An overview of the environment we use at LeapMind.

Organize your code: Lightning

Do you know this mantra? Data, gpu, feed forward, loss, zero grad, backward and logging? A lot of logging. Well, that’s the training loop which you saw a million times and which looks the same for every project. With an exception that sometimes it might get enormously long and nasty when adding more and more functionalities.

Here is where Pytorch Lightning comes in. Simply saying, it’s an organized way to write a training loop. Saying precisely: it’s a way to separate research and engineering by decoupling data from model and model from the training mechanism. Let’s look at an example.

LightningModule, the core of the Lightning, defines functions as: configure_optimizers(), forward(), training_step(), training_epoch_end(). Does it sound familiar? Yes, this is where you write logic you would normally put in the loop. This time, however, everything is neatly organized and – hold on to your code – Lightning will launch and manage the training loop for you.

The LightningModule defines forward() – does it mean the definition of your SuperResNet50 also goes there? No! It stays where it’s always been, in superesrnet50.py, you only inject its dependency into the module and call it in the forward. Similar happens to a dataset: it gets injected to a so called DataModule, where only five methods are to be implemented: setup(), prepare_data(), {train, val, test}_dataloader(). As one might guess, the Lightning engine will call these methods whenever needed – so you don’t need to worry about the training flow.

Do you see an advantage of the Lightning now? Thanks to it, a model, data and training do not depend on each other, meaning you can easily replace any of them. Just imagine how much flexibility it gives when trying out new network architectures!

We won’t dive into technical details on the Lighting as its official documentation is a great resource.

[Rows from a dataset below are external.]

PR #1235, opened 2019-09-20
Added inheritance validation

LeonardSpencer:
Added validation option for derived class in a class.

Example:

```
var validator = new TestValidator(v => {
  v.RuleFor(x => x.Vehicle.Title).NotNull();
  v.RuleFor(x => x.Vehicle).AddInheritance(i => {
    i.Include<Car>(b => { b.RuleFor(m => m.IsElectric).Must(x => x); });
    i.Include<Bike>(b => { b.RuleFor(m => m.HasBell).Must(x => x); });
  });
});

validator.Validate(new Person { Vehicle = new Bike() { HasBell = true, Title = "My awesome bike" } });

public class Person {

  (...)

  public IVehicle Vehicle { get; set; }

}

public interface IVehicle {
  string Title { get; set; }
}

public class Car : IVehicle {
  public string Title { get; set; }
  public bool IsElectric { get; set; }
}

public class Bike : IVehicle {
  public bool HasBell { get; set; }
  public string Title { get; set; }
}
```

### DIFF
--- a/src/FluentValidation.Tests/InheritanceValidatorExtensionTests.cs
+++ b/src/FluentValidation.Tests/InheritanceValidatorExtensionTests.cs
@@ -1,0 +1,28 @@
+﻿namespace FluentValidation.Tests {
+  using System.Linq;
+  using Internal;
+  using Validators;
+  using Xunit;
+
+  public class InheritanceValidatorExtensionTests {
+
+
+    private readonly AbstractValidator<Person> _validator;
+
+    public InheritanceValidatorExtensionTests() {
+      _validator = new TestValidator();
+    }
+     
+    [Fact]
+    public void AddInheritance_should_create_InheritanceValidator() {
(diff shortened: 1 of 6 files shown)


JeremySkinner:
Thank you for the suggestion, but this isn’t something that is currently on the roadmap for FluentValidation for either the 8.x series or 9.0, so this is something that will need discussion before deciding if it’s something we want to support, and if we do what the design should look like. 

Generally when contributing to open source projects it’s better to open an issue to engage the maintainers in discussion first, before going ahead and implementing new features as there are often additional design and maintenance decisions that need to be made before development can begin. 

Happy to use this PR to springboard the discussion on this, but I’m currently finishing up the 8.5 release so it’s unlikely I’ll have time to give this proper thought until after that.

LeonardSpencer:
I have created a feature request for this PR: #1237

Organize your experimental setups: hydra

The most common way to pass parameters to your system is, unfortunately, the argparse. Let’s face the truth: these projects are just nasty – argparse-ing takes a lot of code which is often totally unreadable. On the top, how does one know what arguments to pass to reproduce your experiments? Wrap them up in a .sh file? Do we add more argparses as the project grows? Certainly not.

Fortunately we have hydra. Thanks to hydra we can elegantly separate experiment configuration from code – in the same way we decoupled model and data using lightning. An example would tell it all.

Suppose we have a custom lightning module with following signature:

class SueperResNet50Module(pl.LightningModule):
def __init__(self, network: nn.Module, loss_fn: nn.Module, lr: float, epochs: int):
...

Note it’s already the Lightning module, meaning we would define training logic in there.

To instantiate the module, we could write the following .yaml file:

_target_: src.pl_datamodules.imagenet.CustomImageNetDM

network:
	_target_: src.architecture.SuperResNet50
loss_fn:
	_target_: torch.nn.CrossEntropyLoss
lr: 1e-2
epoch: 100

First, notice the special keyword, _target_ which specifies instantiatable objects. As a value, it takes a package name followed by a class name. It can be either a library (eg. torch.nn.CrossEntropyLoss), or our own package (src.pl_datamodules.imagenet.CustomImageNetDM). Second, hydra will automatically attempt to match targets with object argument names, i.e. config value lr will be passed to the lr argument, and so on.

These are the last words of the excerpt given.